В результате стремления местных работников выполнить спущенные сверху планы любой ценой, репрессии - причем часто в самых жестких формах - больно ударили не только по зажиточным, но и по середнякам и бедноте. Сообщения с мест содержат массу примеров незаконных действий. Широко применялись обыски, заградотряды, зерно конфисковывалось не только у крупных, но и у средних и даже мелких хлебопроизводителей, полностью запрещалась внутриселенная продажа хлеба, дети недоимщиков исключались из школ и т. д. Были отмечены случаи, когда изымались не излишки, а все запасы хлеба, скот и имущество, количество хлеба, определенное для конфискации, значительно превышало реальные запасы, и крестьянина судебным решением обязывали компенсировать недостаток хлеба деньгами.

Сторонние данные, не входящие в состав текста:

PR #4898, opened 2016-01-14
Check if contributors or tags exist for a project

caneruguz:
Another fix for the stagin2 bug

### DIFF
--- a/website/static/js/fileBrowser.js
+++ b/website/static/js/fileBrowser.js
@@ -344,7 +344,7 @@ var FileBrowser = {
             self.users = {};
             self.tags = {};
             self.data().data.map(function(item){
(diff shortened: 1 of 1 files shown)


website/static/js/fileBrowser.js
```diff
@@ -344,7 +344,7 @@ var FileBrowser = {
             self.users = {};
             self.tags = {};
             self.data().data.map(function(item){
-                var contributors = item.embeds.contributors.data;
+                var contributors = item.embeds.contributors.data ? item.embeds.contributors.data : [];
```
sloria: This is fine but can be simplified to

```js
item.embeds.contributors.data || [];
```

Особенно сильный нажим применялся при распространении крестьянского займа, размещение которого также активизировалось в связи с необходимостью изъятия из деревни денежных средств. Несмотря на постоянные заверения о добровольности займа, облигации повсеместно навязывались крестьянам. Без покупки облигаций не продавались товары в кооперации, не выдавались почтовые отправления, не оказывалась врачебная помощь, в сельсоветах отказывались регистрировать браки, выдавать любые документы и т. д. Обычными были угрозы и аресты. Для того, чтобы выкупить облигации займа, крестьяне иногда были вынуждены продавать скот, семена, имущество. Местные работники, на которых возлагалась ответственность за 100% выполнение плана, часто оправдывали свои действия рассуждениями о том, что «реализация займа идет как раз на восстановление сельского хозяйства, и если мы в настоящее время сделали перегиб, то это не будет преступлением, а это лишь только будет то, что впоследствии крестьянин будет благодарить за это советскую власть».

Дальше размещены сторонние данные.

PR #4901, opened 2016-01-14
Update comments on file move

samanehsan:
When files move within or between external providers and/or between nodes, update the file comments so that they move with the file. Comments do not move when a file gets copied.

### DIFF
--- a/website/project/views/comment.py
+++ b/website/project/views/comment.py
@@ -1,17 +1,53 @@
 # -*- coding: utf-8 -*-
 import pytz
+from datetime import datetime
 from flask import request
 from modularodm import Q
+from modularodm.exceptions import NoResultsFound
 
 from framework.auth.decorators import must_be_logged_in
+from framework.tasks import app
 
+from website.files.models import FileNode, TrashedFileNode
 from website.notifications.constants import PROVIDERS
 from website.notifications.emails import notify
 from website.models import Comment
-from website.project.decorators import must_be_contributor_or_public
+from website.project.decorators import must_be_contributor_or_public, must_have_permission
+from website.project.model import Node
 from website.project.signals import comment_added, file_moved_node
-from datetime import datetime
+from website import settings
 
+
+@app.task
+@must_be_logged_in
+@must_have_permission('write')
+def update_comment_root_target_file(auth, **kwargs):
+    data = request.get_json()
+    source = data.get('source')
+    destination = data.get('destination')
+    node = Node.load(source.get('nodeId'))
+    destination_node = Node.load(destination.get('nodeId'))
+
+    if source.get('provider') == 'osfstorage':
+        try:
+            old_file = TrashedFileNode.find_one(Q('provider', 'eq', source.get('provider')) &
+                                                Q('node', 'eq', node) &
+                                                Q('path', 'eq', source.get('path')))
+        except NoResultsFound:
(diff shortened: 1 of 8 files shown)


website/project/views/comment.py
```diff
@@ -1,21 +1,54 @@
...
-from website.project.decorators import must_be_contributor_or_public
-from website.project.signals import comment_added, file_moved_node
-from datetime import datetime
+from website.project.decorators import must_be_contributor_or_public, must_have_permission
+from website.project.model import Node
+from website.project.signals import comment_added
+from website import settings
+
+
+@app.task
```
sloria: Does this work with celery turned on? I'm not sure of the side effects of making a view function a celery task, but it could cause trouble.

samanehsan: Yes, I believe I tested it but I will double check.

website/static/js/fangorn.js
```diff
@@ -479,6 +481,11 @@ function doItemOp(operation, to, from, rename, conflict) {
         }
         // no need to redraw because fangornOrderFolder does it
         orderFolder.call(tb, from.parent());
+
+        if (operation === OPERATIONS.MOVE) {
```
sloria: It is brittle to put the responsibility of updating comments' root targets on the front end. Important business rules like this should be handled by the backend application. In other words, when files get moved, the backend should handle the Comment updates without the frontend having to do extra work.

sloria:
Pass finished.

As suggested in https://github.com/CenterForOpenScience/osf.io/pull/4901#discussion_r49893496, the comment updates should be handled transparently on the backend. When a file gets moved, the backend should queue up a job to update the file's comments.

website/project/views/comment.py
sloria: Even if it does work, you aren't calling the function asynchronously (e.g. with `my_task.delay`), so the `@app.task` doesn't actually do anything.

To fix this, I suggest the approach in https://github.com/CenterForOpenScience/osf.io/pull/4901#issuecomment-172059266

website/static/js/fangorn.js
samanehsan: That is the approach that I initially took with osfstorage files, but in the case with external providers a request is getting sent to waterbutler and the file grid is updated with the response. It doesn't seem to go through the osf backend.

sloria: Could you use the webhook that we get back from waterbutler? Looks like there's a signal, too: https://github.com/CenterForOpenScience/osf.io/blob/03daf52befe01e62370ba82d4b239f89f161a482/website/addons/base/views.py#L382

website/project/views/comment.py
samanehsan: This will work with celery turned on. Although while I was testing I found an issue with finding the moved osfstorage file, so I'll push that fix.

sloria:
Discussed in person: in the interest of getting this to QA's hands and released, we're going to go ahead and merge this with a few minor modifications.

- Remove `@app.task` from the new view and remove comments module from celery imports
- Change new route to `/api/v1/project/<pid>/comments/target/` (not discussed, but this path is more easily disambiguated from the comment update route)

@felliott is working on a fix for the Waterbutler hook response so that we'll be able to use that to update comment targets instead of having the client send an extra request. This can be an iterative improvement.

Характерно, что, несмотря на официальное осуждение перегибов сверху, на местах они продолжались постоянно, практически нет сведений о наказании местных работников за допущенные извращения. Секретарь Ульяновского обкома говорил: «За перегиб пока мы никого не судили, наоборот, судили за недогиб». Об этом же писал и один из руководителей обкома Татарии: «Хотя мы и давали все время указания о недопустимости принудительности в размещении займа, но все же смотрим сквозь пальцы на все это, ибо в противном случае дело реализации займа значительно тормознулось бы. Это очень трудная и невозможная вещь: одновременно бешено и зверски нажимать на кантонского и волостного работника, чтобы он выполнял 100% займа, тут же ругать и подтягивать его за перегибы и административные увлечения».

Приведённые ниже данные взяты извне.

PR #4902, opened 2016-01-15
Do not show contributor gravatar when commenting with anonymous link

samanehsan:
Purpose
-----------
Addresses the issue reported in https://openscience.atlassian.net/browse/OSF-23.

Неудивительно, что в этих условиях становится заметным «притупление», по выражению одного из секретарей райкомов, деревни к советской власти и «к партии холодок».
Опасность складывания в деревне неблагоприятной политической обстановки была очевидной. Чтобы смягчить ситуацию, органы ОПТУ, прокуратуры, суда издают ряд циркуляров и директив, уточняющих применение чрезвычайных мер и требующих впредь строго следовать закону. В феврале-марте 1928 г. Наркомюст разослал несколько секретных циркуляров, в которых уточняется применение ст. 107 и 58/10 УК, предлагается избегать их расширительного толкования и учитывать социальное положение арестованных крестьян. С целью привлечения на сторону советской власти бедноты и активизации ее участия в хлебозаготовках было принято решение о создании хлебных фондов и передаче бедноте 25% конфискованного по 107 ст. УК хлеба. В апреле 1928 г. объединенный пленум ЦК и ЦКК ВКП(б), подтвердив эффективность применения чрезвычайных мер, осудил допущенные извращения партийной линии и констатировал, что чрезвычайные меры будут отменены по мере преодоления хлебозаготовительных трудностей.